──────── Data excerpts ────────

PR #14818, opened 2020-07-21
fix Validation::custom function arguments cakephp#14816

### LINKED ISSUE #14816: Error at Validator::regex()
This is a (multiple allowed):

* [x] bug
* [ ] enhancement

* CakePHP Version: 4.x
* Platform and Target: Any

### What you did
Use `Validator::regex()` function and test with below request data
```
field[]=sample&field[]=value
```

### What happened
System error occurred at https://github.com/cakephp/cakephp/blob/47912247fa64dc35066c8fe74d24bee38480d4b6/src/Validation/Validation.php#L443

Remove datatype for argument and add `is_string` check

mcsknp:
Fix #14816

### DIFF
--- a/src/Validation/Validation.php
+++ b/src/Validation/Validation.php
@@ -436,12 +436,16 @@ class Validation
     /**
      * Used when a custom regular expression is needed.
      *
-     * @param string $check The value to check.
+     * @param mixed $check The value to check.
      * @param string|null $regex If $check is passed as a string, $regex must also be set to valid regular expression
      * @return bool Success
      */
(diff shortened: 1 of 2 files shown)


dereuromark (approved):
This is a small BC break on the method signature
But it fixes this method to be used properly, and as such I think it is warranted in this case.

ADmad (approved):

markstory:
@dereuromark Widening the parameter type shouldn't break backwards compatibility. Any value that was accepted before would continue to be accepted now.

────────

— About this task —
Within the data above, how many lines contain the word "value"? Write only the number.

— Reply —
4